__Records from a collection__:
◆ ◆ ◆
Issue #4408, opened 2026-06-30
[Proposal] Remove Scala from StreamPark — design and migration plan


shangeyao:
## Background

StreamPark was originally built with a Scala-first development model: user applications extend `FlinkStreaming` / `FlinkTable` / `SparkStreaming` / `SparkBatch` traits; Flink multi-version support is implemented via Scala shims behind `FlinkShimsProxy`; and most runtime modules (`streampark-common`, Flink client/K8s/packer, Spark client) are written in Scala.

This creates several long-term costs:

1. **Build complexity**: `scala-maven-plugin`, Scalafmt, Scalastyle, silencer, ScalaTest, and mixed Java/Scala compilation increase CI time and contributor onboarding friction.
2. **Ecosystem alignment**: Apache Flink 2.x removed the Scala DataStream API; continuing Scala-centric APIs fights upstream direction.
3. **Console alignment**: `streampark-console-service` is Java/Spring Boot but depends heavily on Scala-compiled libraries (`HadoopUtils`, `FlinkClient`, `FlinkShimsProxy`, packer pipelines, etc.).
4. **Maintenance multiplier**: Every shims change must be replicated across many Flink version modules, most of which are Scala.

**#4432** removed the user-facing dev framework and connector wrappers. Flink SQL jobs now run through **`SqlClient`** → versioned **`StreamTableContext` / `TableContext`** → **`FlinkSqlExecutor`**. Structural refactors on that path must preserve external behavior.

This issue tracks the **design and execution plan** to remove Scala from the StreamPark codebase and safely refactor the Flink SQL submission stack.

**Implementation PRs:** #4458, #4461–#4467 merged; #4471 in review (Flink post-migration build cleanup)  
**Depends on:** #4409 (JDK 11 baseline ✅), #4432 (dev framework removal ✅)  
**Parent roadmap:** #4410

**Community workflow** (PMC sync): migrate **class-by-class**; each new Java class should ship with tests (or document why not). Sub-task issues: #4445 #4446 #4447 #4448 #4449 #4450 #4451 #4452 #4453 #4470 — link PRs to the matching row below. Opening a separate GitHub issue per class is optional when you want an isolated review thread.

---

## Progress Update (2026-08-03)

[...]

PR #4432, opened 2026-07-14
[Flink] Remove dev framework and connector wrappers

shangeyao:
## Summary

Remove the StreamPark development framework ([framework docs](https://streampark.apache.org/docs/framework/)) and all connector wrapper modules. Console platform runtime (submit/cancel, SQL mode, validation, K8s, packaging) is preserved.

Closes #4431.

## Changes

- Remove `streampark-flink-core` (`FlinkStreaming`, `FlinkTable`, `FlinkStreamTable`, `DataStreamExt`)
- Remove entire `streampark-flink-connector` tree (Kafka, JDBC, ClickHouse, Redis, ES, HBase, HTTP, etc.)
- Remove Spark dev traits (`Spark`, `SparkBatch`, `SparkStreaming`) and `streampark-spark-connector`
- Remove Maven `-Pconnector` profile
- Refactor `Flink SqlClient` to use `FlinkTableInitializer` + `TableContext` / `StreamTableContext` from shims
- Add `SparkSqlExecutor` and refactor `Spark SqlClient` accordingly

## Breaking changes

- User jobs extending StreamPark dev traits must migrate to native Flink/Spark APIs
- User code using `org.apache.streampark.flink.connector.*` or `org.apache.streampark.spark.connector.*` must migrate to official connectors

## Preserved (non-breaking for Console)

- Flink/Spark SQL job submission via `SqlClient`
- SQL validation (`FlinkSqlValidator`, `SparkSqlValidator`)
- Flink client, packer, kubernetes, shims

## Test plan

- [x] `./mvnw -Pfast clean compile -pl streampark-flink/streampark-flink-sqlclient,streampark-spark/streampark-spark-sqlclient,streampark-spark/streampark-spark-core -am -DskipTests` (JDK 8)
- [x] `./mvnw -Pfast clean compile -pl streampark-console/streampark-console-service -am -DskipTests` (JDK 8)
- [ ] Full CI
- [ ] Manual: Console Flink SQL / Spark SQL submit on YARN or K8s

Made with [Cursor](https://cursor.com)

PR #4436, opened 2026-07-19
[Feature][Flink] Define FlinkStreamingJob Java lifecycle base class

och5351:

Implements [#4435](https://github.com/apache/streampark/issues/4435) — Phase 0.1 of the Scala removal plan ([#4408](https://github.com/apache/streampark/issues/4408)).

Introduces a pure-Java `streampark-flink-core` module and defines `FlinkStreamingJob` as the Java abstract base class that replaces the deleted Scala `FlinkStreaming` trait.

## Brief change log

<details>
    <summary>previous code</summary>
  
```scala
package org.apache.streampark.flink.core.scala

class StreamingContext(val parameter: ParameterTool, private val environment: StreamExecutionEnvironment)
  extends StreamExecutionEnvironment(environment.getJavaEnv) {
  def start(): JobExecutionResult = execute()
  override def execute(): JobExecutionResult = {
    val appName = parameter.getAppName(required = true)
    execute(appName)
  }
}

trait FlinkStreaming extends Serializable with Logger {
  implicit final lazy val parameter: ParameterTool = context.parameter
  implicit var context: StreamingContext = _
  var jobExecutionResult: JobExecutionResult = _

  final def main(args: Array[String]): Unit = {
    init(args)
    ready()
    handle()
    jobExecutionResult = context.start()
    destroy()
  }

  private[this] def init(args: Array[String]): Unit = {
    SystemPropertyUtils.setAppHome(KEY_APP_HOME, classOf[FlinkStreaming])
    context = new StreamingContext(FlinkStreamingInitializer.initialize(args, config))
  }

  def ready(): Unit = {}
  def config(env: StreamExecutionEnvironment, parameter: ParameterTool): Unit = {}
  def handle(): Unit
  def destroy(): Unit = {}
}
```

</details>

- Add new Maven module `streampark-flink/streampark-flink-core` (no Scala version suffix, no Scala dependencies)
- Define `FlinkStreamingJob` abstract class with lifecycle: `configure → ready → handle → execute → destroy`
- Register the new module in `streampark-flink/pom.xml`
- Add JUnit 5 tests verifying lifecycle order, class name default, and `ParameterTool` propagation

## Verifying this change

```bash
mvn test -pl streampark-flink/streampark-flink-core
```

Tests run: 3, Failures: 0, Errors: 0

## Does this pull request potentially affect one of the following parts?

- [x] The public API
- [ ] The web application
- [ ] The build system

## Documentation

- Relates to issue [#4435](https://github.com/apache/streampark/issues/4435)
- Part of umbrella issue [#4408](https://github.com/apache/streampark/issues/4408)

### DIFF
--- a/streampark-flink/streampark-flink-core/src/main/java/org/apache/streampark/flink/core/FlinkStreamingJob.java
+++ b/streampark-flink/streampark-flink-core/src/main/java/org/apache/streampark/flink/core/FlinkStreamingJob.java
@@ -1,0 +1,60 @@
+/*
+ * Licensed to the Apache Software Foundation (ASF) under one or more
+ * contributor license agreements.  See the NOTICE file distributed with
+ * this work for additional information regarding copyright ownership.
+ * The ASF licenses this file to You under the Apache License, Version 2.0
+ * (the "License"); you may not use this file except in compliance with
+ * the License.  You may obtain a copy of the License at
+ *
+ *    http://www.apache.org/licenses/LICENSE-2.0
+ *
+ * Unless required by applicable law or agreed to in writing, software
+ * distributed under the License is distributed on an "AS IS" BASIS,
+ * WITHOUT WARRANTIES OR CONDITIONS OF ANY KIND, either express or implied.
+ * See the License for the specific language governing permissions and
+ * limitations under the License.
+ */
+
+package org.apache.streampark.flink.core;
+
+import org.apache.flink.api.common.JobExecutionResult;
+import org.apache.flink.api.java.utils.ParameterTool;
+import org.apache.flink.streaming.api.environment.StreamExecutionEnvironment;
+
+public abstract class FlinkStreamingJob {
+
+    protected StreamExecutionEnvironment env;
+    protected ParameterTool parameter;
+    protected JobExecutionResult jobExecutionResult;
+
+    public final void run(String[] args) throws FlinkJobException {
+        try {
+            init(args);
+            ready();
+            handle();
+            jobExecutionResult =
+                env.execute(parameter.get("app.name", getClass().getSimpleName()));
+            destroy();
+        } catch (Exception e) {
+            throw new FlinkJobException("Failed to run Flink job: " + getClass().getSimpleName(), e);
+        }
+    }
+
+    private void init(String[] args) {
+        this.parameter = ParameterTool.fromArgs(args);
+        this.env = StreamExecutionEnvironment.getExecutionEnvironment();
+        configure(env, parameter);
+        env.getConfig().setGlobalJobParameters(parameter);
+    }
+
+    protected void configure(StreamExecutionEnvironment env, ParameterTool parameter) {
+    }
+
+    protected void ready() {
+    }
+
+    protected abstract void handle() throws FlinkJobException;
+
+    protected void destroy() {
+    }
+}
--- a/streampark-flink/streampark-flink-core/pom.xml
+++ b/streampark-flink/streampark-flink-core/pom.xml
@@ -20,66 +20,48 @@
     <modelVersion>4.0.0</modelVersion>
     <parent>
         <groupId>org.apache.streampark</groupId>
-        <artifactId>streampark</artifactId>
+        <artifactId>streampark-flink</artifactId>
         <version>${revision}</version>
     </parent>
 
-    <artifactId>streampark-flink</artifactId>
-    <packaging>pom</packaging>
-    <name>StreamPark : Flink Parent</name>
-
-    <modules>
-        <module>streampark-flink-core</module>
-        <module>streampark-flink-shims</module>
-        <module>streampark-flink-sqlclient</module>
-        <module>streampark-flink-udf</module>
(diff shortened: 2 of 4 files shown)


streampark-flink/streampark-flink-core/src/main/java/org/apache/streampark/flink/core/FlinkStreamingJob.java
```diff
@@ -0,0 +1,60 @@
...
+ * limitations under the License.
+ */
+
+package org.apache.streampark.flink.core;
+
+import org.apache.flink.api.common.JobExecutionResult;
+import org.apache.flink.api.java.utils.ParameterTool;
+import org.apache.flink.streaming.api.environment.StreamExecutionEnvironment;
+
+public abstract class FlinkStreamingJob {
```
wolfboys, line 24: We greatly appreciate your contribution. I have observed that the current Java implementation differs considerably from the Scala version, and that several core classes (FlinkStreamTable, FlinkTable) are not yet updated. The recommendation is to keep the original Scala module's logic unchanged and only reimplement it in Java, which would reduce the risk to a minimum. Subsequent iterations and modifications can be made thereafter.

streampark-flink/streampark-flink-core/.flattened-pom.xml
wolfboys, line 1: Could you please check if the .flattened-pom.xml file is needs to be committed?

streampark-flink/streampark-flink-core/src/main/java/org/apache/streampark/flink/core/FlinkStreamingJob.java
och5351: Thank you for the review @wolfboys !

1. Regarding FlinkStreamTable and FlinkTable — this PR intentionally covers only Phase 0.1 of the #4408 roadmap, limiting the scope to FlinkStreamingJob. The remaining classes are planned for subsequent phases. I apologize if that context wasn't clear enough in the PR description. If my approach is off track, I would really appreciate your feedback.

2. Regarding the difference from the Scala version — the lifecycle structure (init → ready → handle → execute → destroy) follows the original. The differences are intentional: since FlinkStreamingInitializer and StreamingContext are themselves Scala components targeted for removal in later phases, the Java version uses Flink's standard APIs directly instead of depending on them. This was a deliberate decision to avoid StreamPark's own wrapper classes, but I'd love your thoughts on whether this direction is the right one.

streampark-flink/streampark-flink-core/.flattened-pom.xml
och5351: Thank you for your notice :)

shangeyao:
Thanks for picking up #4408 Phase 0.1 — the scoped approach and lifecycle tests look good.

Before merge, I think we need closer parity with the old `FlinkStreaming` platform contract:

1. **Init path** — Wire init through `FlinkStreamingInitializer` (or an equivalent Java port): `--conf`, `setAppHome`, merged `ParameterTool` / `FlinkConfiguration`. The current `ParameterTool.fromArgs()` + bare `StreamExecutionEnvironment.getExecutionEnvironment()` won't work for Console-submitted jobs.
2. **App name** — Use StreamPark app-name resolution (`getAppName` semantics: `app.name`, `pipeline.name`, deflate), not only raw `parameter.get("app.name", ...)`. The existing test doesn't verify the name passed to `execute()`.
3. **`main()` entry** — Console launches user `mainClass`; the old trait provided `main()`. Please document or provide a standard entry pattern for `FlinkStreamingJob`.
4. **Context vs #4432** — Clarify in the PR description that this reintroduces `streampark-flink-core` as the **Java replacement** after #4432, per #4408 — not a rollback.

Non-blocking: consider `finally` for `destroy()`, align package name with #4408 (`core.java`?), add `streampark-common` (provided).

Happy to re-review once the blocking items are addressed. +1 on phased follow-ups for `FlinkTable` / `FlinkStreamTable`.

wolfboys:
Thank you for your valuable contribution.
After careful evaluation, we found that the current PR introduces significant changes compared with the existing implementation and may impact the original design and migration approach. To ensure a minimal, stable, and manageable migration process, the PMC has discussed and reviewed the proposal, and we have redefined the roadmap for removing Scala.

Currently, we plan to proceed with Stage 1 — Flink Core: [4445](https://github.com/apache/streampark/issues/4445) ,  [4446](https://github.com/apache/streampark/issues/4446) ,  [4447](https://github.com/apache/streampark/issues/4447) , [4448](https://github.com/apache/streampark/issues/4448) , migrating modules incrementally according to the proposed execution plan(Principle: no logic changes; migrate modules to Java with readable, idiomatic code). We kindly suggest following the steps outlined in the issue: [flink core](https://github.com/apache/streampark/issues/4408)

Thanks again for your effort and contribution. We look forward to continuing the collaboration on this migration.

och5351:
@wolfboys 

Thanks for providing the roadmap. I'll begin with issue #4445 and work on making meaningful contributions to the project.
◆ ◆ ◆
__What to do__: Search the entries for "distributed" and copy each matching line.

__Result for this exercise__:
+ * contributor license agreements.  See the NOTICE file distributed with
+ * distributed under the License is distributed on an "AS IS" BASIS,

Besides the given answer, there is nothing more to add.